Most of you could benefit from a low carb diet – especially diabetics, people with high blood sugar (showing the early warning signs of diabetes), people seeking to shift unwanted excess fat. Even if you’ve got an apparently healthy body, people on low carb diets often feel happier and more energetic than before they started them.
So, what are the benefits of a low carb diet? Three of the key reasons many people choose a low carb diet are:
- Aiding weight-loss: low carb diets help reduce our appetite, as our metabolism stops screaming out for more glucose after a carb-ridden meal or snack. Eating fewer carbohydrates means our bodies require less sodium (salt), and in the first few weeks of a low carb diet your body will shed water stores as they’re no longer required.
- Targeting bad fats: low carb dieters often find their body’s target fat reserves in our abdomen, helping them have refined waists and healthier organs. They also typically have lower concentrations of triglycerides in their blood: due to sugars being one of the main drivers behind high triglyceride levels.
- Reduced blood sugar and pressure: not only do low carb diets reduce blood sugar levels, lowering your body’s need for insulin, scientific studies have also shown low carb diets reduce hypertension (high blood pressure).
What Foods Contain Simple Carbohydrates?
Many of the foods you might consider healthy such as carrots, potatoes, and white bread include simple carbs. By reducing these foods and ensure you include complex carbs within your diet such as those found in vegetables, beans and pulses plus a few whole-grains oats and whole-wheat will have huge and positive impacts on your health, weight and happiness.
If you’re unsure which foods are ‘slow burners’ and which are ‘energy boosters’, try looking at The Glycemic Index (GCI). This ranks foods according to how quickly your body converts their energy into blood glucose.
Hitting the low carb sweet-spot and avoiding ‘starvation mode’
When your body needs energy, it’ll follow a hierarchy when choosing where to obtain energy from. Firstly, it’ll focus on food in your digestive tract (carbs, followed by fat and protein). Your body then consumes glycogen reserves stored in our liver and muscle cells (the first of your body’s energy batteries).
Once your body has exhausted energy in your digestive tract and its glycogen reserves, it’ll then start breaking down fatty acids stored in body fat. This is the sweet-spot for losing fat, and explains how the low carb diet really helps to lose weight. With fewer carbs, your body has less energy within the digestive tract and lower glycogen reserves: meaning you start entering the fat burning zone faster.

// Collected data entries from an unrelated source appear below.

PR #6192, opened 2026-06-17
feat(typing): structural implicit derivation for variants via `__variant`

Kamirus:
Structural implicit derivation previously covered records (`__record`) and tuples (`__tuple`) but not variants. This fills that gap: a single combiner now lets the compiler derive an implicit for any variant type whose case payloads have instances, removing per-variant boilerplate (serialization, `toText`, etc.).

A combiner is a function whose parameter is named `__variant` with type `(Text, () -> E) -> R`. Because a variant value is exactly one case at runtime, the synthesized wrapper switches on the active case and applies the combiner once to its `(tag, payload thunk)`:

```
func ($v) {
  combiner(switch ($v) {
    case (#t1 x) ("t1", func() { inst1(x) });
    ...
    case (#tn x) ("tn", func() { instn(x) });
  })
}
```

Each per-case implicit (`Ti -> E`) is resolved by the same search label, recursively, so nested types work (e.g. a variant whose payload is a record). A no-payload case `#t` has payload `()`, so it needs a `() -> E` instance — the same "every component type needs an instance" rule that already applies to record fields and tuple elements.

### Before / After

```motoko
func show(__variant : (Text, () -> Text)) : Text {
  let (tag, payload) = __variant;
  "#" # tag # "(" # payload() # ")"
};
module TextShow { public func show(self : Text) : Text = self };
module NatShow  { public func show(self : Nat)  : Text = debug_show self };

func inspect<T>(x : T, show : (implicit : T -> Text)) : Text = show(x);

type Shape = { #circle : Nat; #named : Text };
```

- Before: `inspect<Shape>(#named "hi")` — no candidate; must pass `show` explicitly.
- After: `inspect<Shape>(#named "hi")` → `"#named(hi)"`, derived automatically.

## Scope

Unary (`Var -> R`) only. Binary `(Var, Var) -> R` (e.g. `compare`/`equal`) is intentionally not derived structurally: the two values may be in different cases, so there is no per-case pairing and the cross-case ordering would require a separate, more complex combiner convention. Write those explicitly.


alexandru-uta (approved):
nice, thanks!

PR #6198, opened 2026-06-18
feat: warn on excess precision in `Float32` literals (M0266)

### LINKED ISSUE #5973: Warn on loss of precision for literal `Float32`
Rather, I'd avoid going to textual, as it is notoriously difficult to get right. Better convert to `F64` and `F32` in Wasm format, then promote the `F32` to `F64` and if that is different to the former we have loss of precision. That is a good reason to warn. But I wonder if that'd give lots of false positives.

ggreif:
Closes #5973.

A `Float32` literal written with more significant digits than F32 can hold has those digits **silently discarded** by rounding. The type checker now warns and suggests the shortest equivalent:

```
0.123456789 : Float32   →  M0266, rounds to 0.12345679
0.100000001 : Float32   →  M0266, rounds to 0.1
0.1  /  3.14  /  1.0     →  (no warning)
```

## The concept — *excess digits*, not *rounding distance*

The issue floated "convert to F32 and back, warn if it differs from the F64 by more than F32’s epsilon." That can’t work: rounding to F32 changes a value by **at most ½ ulp by definition**, so that difference is bounded regardless of how the literal was written. Concretely `0.1` and `0.1000000000000000001` parse to the *same* F64 — a value-only test cannot tell a minimal literal from an excess one, because the excess lives in the **digit string**, which parsing discards.

So the criterion is: **does the literal carry more significant digits than the F32 value needs?** We compute the shortest decimal that round-trips to the F32 value and warn only when the written literal is longer.

- Minimal literals (`0.1`, `3.14`, `1.5`, `1.0`) *are* their own shortest form → quiet. No false-positive storm.
- This is behaviourally Rust’s `clippy::excessive_precision` (on by default, precisely because shortest-round-trip doesn’t cry wolf).

## Implementation

`check_float32_precision` at the `Prim Float32, PreLit (s, …)` site in `typing.ml`. "Shortest" is **synthesised from primitives moc already has** — a 1..9-digit `Printf "%g"` / `Float32.of_string` round-trip search — so **no shortest-float (Ryu/Grisu) dependency** is added. (`Wasm`’s `%.17g` printer is fixed-width, not shortest, so it couldn’t serve directly.) Significant digits are counted off the lexeme (underscores / exponent / point / leading+trailing zeros normalised away, so `1.0`/`1e3`/`0.10` count as 1). Hex floats are not analysed.

Scope: `Float32` only (generalising to `Float`/F64 is the same code with `N ∈ 1..17`). Test: `run/float32-precision.mo` — `excess` warns, `minimal`/`exact` stay clean.


src/mo_frontend/typing.ml
```diff
@@ -1353,7 +1404,9 @@ let check_lit env t lit at suggest =
   | Prim Float, PreLit (s, (Nat | Int | Float)) ->
     lit := FloatLit (check_float env at s)
   | Prim Float32, PreLit (s, (Nat | Int | Float)) ->
-    lit := Float32Lit (check_float32 env at s)
+    let v = check_float32 env at s in
+    check_float32_precision env at s v;
```
Kamirus, line 1413: Just a sanity check: did you verify that we don't need to run the same check in the `infer_exp` path? I guess there we just default to normal float, right?

ggreif: We should basically do a `Float64` excess precision check too, but I deferred that to later. Inference will priorise the default, which is `Float64`.

ggreif: There is a single producer for `Float32Lit`, and it is this code path. So all is correct.

src/lang_utils/error_codes.ml
```diff
@@ -269,6 +269,7 @@ let warning_codes = [
   "M0244", None, "Mutable variable is never reassigned";
   "M0254", None, "Initial actor requires field";
   "M0265", None, "system capability not required by this mixin";
```
ggreif, line 271:
```suggestion
  "M0265", None, "`system` capability not required by this mixin";
```

test/fail/ok/warn-help.run-ir.ok
```diff
@@ -0,0 +1,46 @@
...
+M0236 (A) Suggest contextual dot notation
+M0237 (A) Suggest redundant explicit arguments
+M0239 (W) Avoid binding a unit `()` result
+M0240 (W) Unused identifier in shared pattern warning
+M0241 (W) Unused field in shared pattern warning
+M0242 (W) Implicit oneway declaration
+M0243 (W) Unreachable else in let-else
+M0244 (W) Mutable variable is never reassigned
+M0254 (W) Initial actor requires field
+M0265 (W) system capability not required by this mixin
```
ggreif:
```suggestion
M0265 (W)  The `system` capability is not required by this mixin
```

src/lang_utils/error_codes.ml
```diff
@@ -268,7 +268,8 @@ let warning_codes = [
   "M0243", None, "Unreachable else in let-else";
   "M0244", None, "Mutable variable is never reassigned";
   "M0254", None, "Initial actor requires field";
-  "M0265", None, "system capability not required by this mixin";
+  "M0265", None, "`system` capability not required by this mixin";
```
ggreif:
```suggestion
  "M0265", None, "The `system` capability is not required by this mixin";
```

test/fail/ok/warn-help.comp.ok
```diff
@@ -0,0 +1,46 @@
...
+M0236 (A) Suggest contextual dot notation
+M0237 (A) Suggest redundant explicit arguments
+M0239 (W) Avoid binding a unit `()` result
+M0240 (W) Unused identifier in shared pattern warning
+M0241 (W) Unused field in shared pattern warning
+M0242 (W) Implicit oneway declaration
+M0243 (W) Unreachable else in let-else
+M0244 (W) Mutable variable is never reassigned
+M0254 (W) Initial actor requires field
+M0265 (W) system capability not required by this mixin
```
ggreif:
```suggestion
M0265 (W) The `system` capability is not required by this mixin
```

test/fail/ok/warn-help.run-low.ok
```diff
@@ -0,0 +1,46 @@
...
+M0236 (A) Suggest contextual dot notation
+M0237 (A) Suggest redundant explicit arguments
+M0239 (W) Avoid binding a unit `()` result
+M0240 (W) Unused identifier in shared pattern warning
+M0241 (W) Unused field in shared pattern warning
+M0242 (W) Implicit oneway declaration
+M0243 (W) Unreachable else in let-else
+M0244 (W) Mutable variable is never reassigned
+M0254 (W) Initial actor requires field
+M0265 (W) system capability not required by this mixin
```
ggreif:
```suggestion
M0265 (W) The `system` capability is not required by this mixin
```

test/fail/ok/warn-help.run.ok
```diff
@@ -0,0 +1,46 @@
...
+M0236 (A) Suggest contextual dot notation
+M0237 (A) Suggest redundant explicit arguments
+M0239 (W) Avoid binding a unit `()` result
+M0240 (W) Unused identifier in shared pattern warning
+M0241 (W) Unused field in shared pattern warning
+M0242 (W) Implicit oneway declaration
+M0243 (W) Unreachable else in let-else
+M0244 (W) Mutable variable is never reassigned
+M0254 (W) Initial actor requires field
+M0265 (W) system capability not required by this mixin
```
ggreif:
```suggestion
M0265 (W) The `system` capability is not required by this mixin
```

test/fail/ok/warn-help.run-low.ok
christoph-dfinity, line 1: Don't think these `run` outputs should be here. This test lives in `test/fail`

test/run/float32.mo
```diff
@@ -1,5 +1,9 @@
 import { floatToFloat32; float32ToFloat; debugPrint } = "mo:⛔";
 
+// This test deliberately writes over-precise Float32 literals (e.g. a 21-digit
+// pi) to exercise rounding/conversion, so silence the excess-precision warning.
+//MOC-FLAG -A M0266
+
```
christoph-dfinity, line 5: Usually we put these flag comments at the top of the file, let's do that here as well for consistency?

christoph-dfinity (changes requested):
Good warning to add. The implementation looks a bit complicated, but as this is just a warning it's low risk. (I compared it to the clippy version, which basically roundtrips through parser and formatter and makes sure it comes out the same)

Some wrong test files have been committed, but otherwise LGTM

test/fail/ok/warn-help.run-low.ok
ggreif: #6219 is it now.

test/fail/ok/warn-help.run-ir.ok
ggreif: Moved.

christoph-dfinity (approved):
LGTM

However, you must be careful. If you continue and push past the fat-burning zone, your body starts breaking down bodily tissue and lean muscle to replenish glucose levels. This is known as starvation mode, as your body starts conserving what little it has left. Your body will stop burning body fat at such positive levels and start undoing all your hard work, leaving you feeling less energetic and focussed, and your body stops burning body-fat.
Final Words of Wisdom
As with any change in your lifestyle, you should keep a diary of your diet and other contributing factors to your health. This should include your weight, moods, energy levels, how you feel about and photos of yourself, high-intensity and low-intensity exercise. Try starting the diary before the diet, so you can benchmark yourself.
If you dramatically change your diet from a high to a low carb diet, you may experience noticeable drops in your energy and concentration levels. If so, you might need to reintroduce some complex carbs. Tapering the changes through a slowly transition period will help alleviate these symptoms.
As you’ll probably be increasing protein consumption, try to focus on leaner healthier proteins. These include fish, legumes, lean white meat (chicken and turkey, for instance) and eggs (though no more than three yolks a day, otherwise you risk higher bad cholesterol levels).
A final tip is one of swapping. Swap white processed carbs for their wholemeal equivalents, such as brown bread and wholemeal pasta; and swap carb-filled snacks with seeds and nuts. You can also consider foods that increases metabolism.